- _DESCRIPTION OF THE TASK_
The records below are to be written out again, exactly as they appear.

[Start of Attachment]

PR #516, opened 2019-12-06
fulfilment-dates-calculator: fetch & use bank holidays from gov.uk in isWorkingDay

mario-galic:
Lazily fetch `https://www.gov.uk/bank-holidays.json`...

- if valid, store it to the S3 bucket (for use as a future fallback) and return it as the case class `GovUkBankHolidays`
- if gov.uk is down or response is invalid, return the one from the bucket as fallback and return it as the case class `GovUkBankHolidays`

[End of Attachment]

- _OUTPUT_
PR #516, opened 2019-12-06
fulfilment-dates-calculator: fetch & use bank holidays from gov.uk in isWorkingDay

mario-galic:
Lazily fetch `https://www.gov.uk/bank-holidays.json`...

- if valid, store it to the S3 bucket (for use as a future fallback) and return it as the case class `GovUkBankHolidays`
- if gov.uk is down or response is invalid, return the one from the bucket as fallback and return it as the case class `GovUkBankHolidays`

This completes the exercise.